Re: [git pull] device mapper changes for 5.9

[Date Prev][Date Next][Thread Prev][Thread Next][Date Index][Thread Index]

 



Just to bring in some more context: the primary trigger that made us look into it was high p99 read latency on a random read workflow on modern-ish SATA SSD and NVME disks. That is, on average things looked fine, but some portions of requests, which required a small chunk of data to be fetched from the disk fast were stalled for an unreasonable amount of time.

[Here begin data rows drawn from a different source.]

Issue #8612, opened 2025-01-14
ShapeTracker.real_size is wrong after pad


eliotgolding:
This was mentioned in the meeting. Example: `ShapeTracker.from_shape((10,)).pad(((2,4),)).real_size() == 14`. It happens because the vmax of the idx function is checked without considering valid.

For one view finding real_size is easy, just shrink off the mask first. We can get a good idea of the real_size for multi views by taking the max value of the first view (`st.views[0]`), because the results of other views are just inputs to the first one. But it's hard to find the exact size in general because not all those inputs to `st.views[0]` are accessible per the strides of the other views. See below for an example where just checking the first view would give real_size == 100.
```python
st = ShapeTracker.from_shape((10,10)).pad(((2,4), (3,1))).reshape((16*14,)).stride((17,))
assert st == ShapeTracker(views=(View(shape=(16, 14), strides=(10, 1), offset=-23, mask=((2, 12), (3, 13)), contiguous=False), View(shape=(14,), strides=(17,), offset=0, mask=None, contiguous=False)))
def valid_tiu(x):
  tiu = st.to_indexed_uops((x,))
  return int(tiu[0]) if bool(tiu[1]) else -1

assert max(valid_tiu(x) for x in range(st.size)) == 77
```

Note that for any sequence of MovementOps on `ShapeTracker.from_shape((N,))`, the multi-view ST is built up from single views, so at one point it was equal to the single-view ST with just `views[0]`. Therefore for any sequence of movementops on `from_shape((N,))`, the result of the approximation on that first view will never be bigger than N, and doing this check will never give a false negative for a shapetracker being able to fit in a buffer.

For this reason I think this method is OK for fixing real_size, I wanted to check before writing it though.

PR #8628, opened 2025-01-15
limit real_size to the size of first View of ShapeTracker

eliotgolding:
#8612

Like I said above, it's still wrong but it will never increase after movementops now.


test/external/fuzz_shapetracker_size.py
```diff
@@ -0,0 +1,13 @@
...
+from test.external.fuzz_shapetracker import shapetracker_ops as st_ops
+from test.unit.test_shapetracker_math import MultiShapeTracker
+from tinygrad.helpers import getenv
+import random
+
+random.seed(getenv("SEED", 42))
+for i in range(getenv("CNT", 2000)):
+  if getenv("DEBUG", 0) >= 1: print()
+  N = random.randint(1, 10000)
+  mst = MultiShapeTracker([ShapeTracker.from_shape((N,))])  # st_ops don't mutate regular shapetrackers for some reason
```
chenyuxyz, line 11: without figuring out the reason, this reads like a hack

tinygrad/shape/shapetracker.py
```diff
@@ -72,12 +72,10 @@ def to_uop(self) -> UOp: return UOp(Ops.VIEW, dtypes.void, (), self)
...
     return views_to_indexed_uops(self.views, tuple(_idxs) if _idxs is not None else None)
 
+  # upper bound on buffer size required to fit this shapetracker
   def real_size(self) -> int:
     if 0 in self.shape: return 0
-    idx, valid = self.to_indexed_uops()
-    if not valid.vmax: return 0
-    assert idx.vmax < 1e12, f"real_size broken for {self}"
-    return int(idx.vmax+1)
+    return int( (v.shrink(v.mask) if (v:=self.views[0]).mask else v).to_indexed_uops()[0].vmax + 1 )
```
chenyuxyz, line 78: strange spacing

chenyuxyz (commented):
seems fine, should this have [pr]?

test/external/fuzz_shapetracker_size.py
eliotgolding: I mean that MultiShapeTracker.reshape mutates self, ShapeTracker.reshape returns a new ShapeTracker. `st_ops` were written to be used with the MultiShapeTracker behaviour. If you want I will redo it, or at least remove the confusing comment

PR #8633, opened 2025-01-15
am: bind for sdma

nimlgen:


geohot:
Hmm, why are indirect queues faster/better?

nimlgen:
CPU enqueue times are better. Copy ops from graph is just one indirect op vs copying all of them onto the ring.

We do this for NV and enqueue times are way better (vs AMD)

PR #8635, opened 2025-01-15
tf32 tc for nv and ptx

ignaciosica:
Walkthrough on tf32 tc (#8426)
Added tf32 flag only to correctness tests in benchmark (tensor core tests), I don't know if you want to add it to some real benchmarks as well

### DIFF
--- a/test/test_linearizer.py
+++ b/test/test_linearizer.py
@@ -1982,7 +1982,7 @@ class TestKernelOpts(unittest.TestCase):
     Tensor.manual_seed(1552)
     for tc in Device[Device.DEFAULT].renderer.tensor_cores:
       # bf16 buffer returns float32 numpy outputs so test would fail. testing opt with half suffices.
-      if tc.dtype_in == dtypes.bfloat16: continue
+      if tc.dtype_in != dtypes.half and tc.dtype_out != dtypes.half: continue
       a, b = Tensor.rand(N, N, dtype=tc.dtype_in), Tensor.rand(N, N, dtype=tc.dtype_in)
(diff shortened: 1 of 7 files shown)


test/test_linearizer.py
```diff
@@ -1982,7 +1982,7 @@ def test_tensor_core_opts(self):
     Tensor.manual_seed(1552)
     for tc in Device[Device.DEFAULT].renderer.tensor_cores:
       # bf16 buffer returns float32 numpy outputs so test would fail. testing opt with half suffices.
-      if tc.dtype_in == dtypes.bfloat16: continue
+      if tc.dtype_in != dtypes.half and tc.dtype_out != dtypes.half: continue
```
ignaciosica, line 1985: changed to check for half based on comment above stating that testing with half suffices

geohot:
Bounty is yours! 4 -> 23 TFLOPS w/o BEAM on my 3090. Same PayPal?

ALLOW_TF32 should probably be a context var. See issue:
```
BEAM=2 ALLOW_TF32=1 DEBUG=2 python3 extra/gemm/simple_matmul.py
BEAM=2 ALLOW_TF32=0 DEBUG=2 python3 extra/gemm/simple_matmul.py
...
tinygrad.codegen.kernel.KernelOptError: no tensor core available
```
but this isn't super well thought through (idk what beam does here)

ignaciosica:
Sure, I'll take a look int that issue

> Same PayPal?
yes

geohot:
Paid

ignaciosica:
Received! Thanks

PR #8696, opened 2025-01-21
copy zero fails [pr]

geohot:
Err, this is passing cause unit tests are run on clang in CI, but fails locally


geohot:
So it looks like it's better now, it's still a CONST but at least the copy is gone

PR #8698, opened 2025-01-21
Tensor UOps can become a buffer or const after scheduling

Qazalin:
#8696


Qazalin:
uh const with symbolic shape is stride (1,) yeah.

PR #8705, opened 2025-01-21
search over shape

ignaciosica:
I don't think this is worth the bounty, it only consistently improves speed to 150+ for `N=4096`. 

Also, it required a change in `Opt` api as it was not expressive enough. Before,  `OptOps.TC` had `axis` and `amt`. `axis` specified the axis on which to perform the TC optimization and `amt` controlled which kinds of kernels were eligible for tensor cores application (default 2 during BEAM, 0 otherwise). Now, after the api change, `OptOps.TC` has `axis`, `amt` and `arg`. Axis remains the same as before. `amt` now represent `tc_select`, a var that specifies which tc are available to choose from while performing the optimization. `arg` now controlls which kernel is eligible for tensor cores. I founded more suitable `arg` to be the kind of opt and `amt` to be the selection of the tc.

The only other solution for searching over shapes without changing the api is fixing tc_opt to 2 (always allowing padding), but I'm not sure we want that.

Maybe this isn't even worth the change in the api, I'm not sure. My preliminary tests were promising but testing with more shapes the gains in performance are not there. The good thing is that the beam time doesn't seem to be significantly impacted.

```
tc_select -- specifies which tensor core(s) to use for optimization (default -1)
      -1: iterates through all available tensor cores in order and uses 
          the first one that matches the requirements (dims and dtypes)
      [0-N]: uses only the n'th tensor core available; useful for search
```

image
image
image
image
image


ignaciosica:
Maybe I'll just close; only one benchmark seemed to be affected and for the worse

image

chenyuxyz:
We definitely want to search over tc shapes. There are not many beam search benchmark, and very few tc in llama so i don't expect to see a diff in benchmark ci. Other than the pure gemm kernel, you can train resnet with mlperf script or cifar / stable diffusion that has more gemms. Also vs_theoretical should get faster right?

Specifically for next steps, i understand OptOp amt is abused now (for current TC and SWAP it's not even an amount). You can make amt to TC a tuple instead of single number maybe. If you are interested to change the api, write a short TIP proposal for that and we should be able to resolve it quickly.

ignaciosica:
Thanks for your feedback! Yes, I agree it's a good thing to search over, but got discouraged after the preliminary results and the fact that currently only cuda has different shaped tc given the same types. I didn't had in mind the fact that llama had few tc though.

Sure, I'll run benchmarks on those models as well.

Making TIP today. Yes, I like it being a tuple a bit more I think.

ignaciosica:
closing in favor of #8793

PR #8722, opened 2025-01-22
Tensor UOps can become a VIEW(BUFFER) with all movement ops applied

Qazalin:


Qazalin:
another untested thing going on with openpilot. blocking merge until it is fixed.
image

Qazalin:
I think it's something with the process replay capture, disabling process replay fixes that increase in the last run.

Qazalin:
```
CAPTURE_PROCESS_REPLAY=1 PYTHONPATH=. QCOM=1 taskset -c 4-7 python3 test/external/external_benchmark_openpilot.py https://github.com/commaai/openpilot/raw/v0.9.7/selfdrive/modeld/models/supercombo.onnx | tee openpilot_0_9_7.txt
```
last step is:
```
jitted:  73.7642 ms
jitted:  395.7401 ms
```

Qazalin:
hmm, does this work with pm_gradient?

Qazalin:
I think I overlooked what happens to gradient in this case, and i can't really trust this green
https://github.com/tinygrad/tinygrad/actions/runs/12948105101/job/36116059131 (with that VIEW upat in pm_gradient)

Qazalin:
status: pm_gradient doesn't have a rewrite rule for VIEW,
the most principled way to write this would be to somehow backtrack from a VIEW to the movement ops that resulted in that VIEW and apply the movement ops on top of the tensor UOp.

I don't know yet if there is a way to reverse MovementOps given the starting (base) VIEW and the final VIEW.

PR #8723, opened 2025-01-22
Move BF16 casting to renderer rewrite rules (#6909) #8721

1957-001B:
Move BF16->float32 autocasting to renderer rewrite rules as requested by @geohot.

Changes:
Add BF16 pattern matching rule in ClangRenderer's extra_matcher
Use explicit Ops.CAST pattern instead of relying on fix_bf16()

This addresses issue #6909 by moving the BF16 casting logic into the renderer's rewrite rules, matching the pattern approach used by other backends.

Fixes #6909

### DIFF
--- a/tinygrad/renderer/cstyle.py
+++ b/tinygrad/renderer/cstyle.py
@@ -183,8 +183,17 @@ class ClangRenderer(CStyleLanguage):
   code_for_op = {**({k:v for k,v in CStyleLanguage.code_for_op.items() if k not in [Ops.EXP2, Ops.SIN, Ops.LOG2]}),
                  Ops.SQRT: lambda x,dtype: f"__builtin_sqrt({x})" if dtype == dtypes.float64 else f"__builtin_sqrtf({x})"}
   # LLVM legalizes double => half cast on systems that don't support it natively (like x86 cpus without AVX512-FP16) into a compiler-rt libcall.
-  extra_matcher = PatternMatcher([(UPat.var("x", dtypes.float64).cast(dtypes.float16), lambda x: x.cast(dtypes.float32).cast(dtypes.float16))]) + \
-    CStyleLanguage.extra_matcher
+
+  extra_matcher = PatternMatcher([
+    # Pattern for float64->float16 conversion via float32 intermediate
+    (UPat.var("x", dtypes.float64).cast(dtypes.float16),
+      lambda x: x.cast(dtypes.float32).cast(dtypes.float16)),
+    # BF16 uses explicit cast op pattern since float->BF16 requires
+    # special handling in hardware/software emulation
+    (UPat(Ops.CAST, dtypes.bfloat16, UPat.var("x")),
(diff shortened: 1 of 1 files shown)


1957-001B:
Reverted back to simpler fix.

lorenzoliusso:
The second rule causes an infinite recursion, you can test it by running llama and turning off `fix_bf16()`

geohot:
Is this still wanted? I merged a hack #8935 but this sort of thing looks more correct.

1957-001B:
Yeah I can fix that issue just been really busy will get on it soon. @geohot

1957-001B:
If all checks pass I believe that this is now working @geohot and also removed the hack https://github.com/tinygrad/tinygrad/pull/8935

tinygrad/renderer/cstyle.py
```diff
@@ -183,8 +183,16 @@ class ClangRenderer(CStyleLanguage):
   code_for_op = {**({k:v for k,v in CStyleLanguage.code_for_op.items() if k not in [Ops.EXP2, Ops.SIN, Ops.LOG2]}),
                  Ops.SQRT: lambda x,dtype: f"__builtin_sqrt({x})" if dtype == dtypes.float64 else f"__builtin_sqrtf({x})"}
   # LLVM legalizes double => half cast on systems that don't support it natively (like x86 cpus without AVX512-FP16) into a compiler-rt libcall.
-  extra_matcher = PatternMatcher([(UPat.var("x", dtypes.float64).cast(dtypes.float16), lambda x: x.cast(dtypes.float32).cast(dtypes.float16))]) + \
-    CStyleLanguage.extra_matcher
+
+  extra_matcher = PatternMatcher([
```
geohot, line 187: What is this formatting? It should look like the rest of the code

1957-001B: Will fix sorry.

geohot:
There's no test for the renderer change. This should be two PRs.

chenyuxyz:
stale

FlorianHeigl:
@chenyuxyz are you sure this ought to be closed?

- the actual problem still exists
- dependent issues are still open 
- affects people 
- author didn't seem to be reluctant to add the tests asked
- author said he was really busy but like 3 days before you closed it as stale

maybe i'm missing something, but i'd say if the issue is open for months already then the person trying to fix it should also get 3 months.

divinity76:
> @chenyuxyz are you sure this ought to be closed?
IMO this should not be closed, but the actual issue has proven extremely difficult to reproduce,
also afaik it has only been reproduced on RTX3090 and RTX4090, and does not reproduce on any other GPUs (eg does not reproduce on RTX3080)

1957-001B:
I have continued to work on this in another pr that was closed for failing one of the windows tests I will fix it at some point.

1957-001B:
This issue (#6905) is device-agnostic, tied to the ClangRenderer in tinygrad/renderer/cstyle.py, and reproducible with CPU=1 (CLANG backend).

Most modern IO intensive workflows probably have good provisions to deal with slow writes and usually when we write the data we care more about the average throughput, that is we have enough throughput to write all the incoming data to disk without losing it. On the contrary, there are many modern IO workflows which require small chunks of data to be fetched fast (distributed key-value stores, caching systems etc), thus the emphasis there is on latency of reads (vs throughput of writes). And this is where we think the synchronous behaviour provides most benefit.

Additionally if one cares about latency they will not use HDDs for the workflow and HDDs have much higher IO latency than CPU scheduling. Thus it does not make much sense to do any benchmarks on HDDs as the HDD latency will likely hide any improvement/degradation of the synchronous IO handling in dm-crypt.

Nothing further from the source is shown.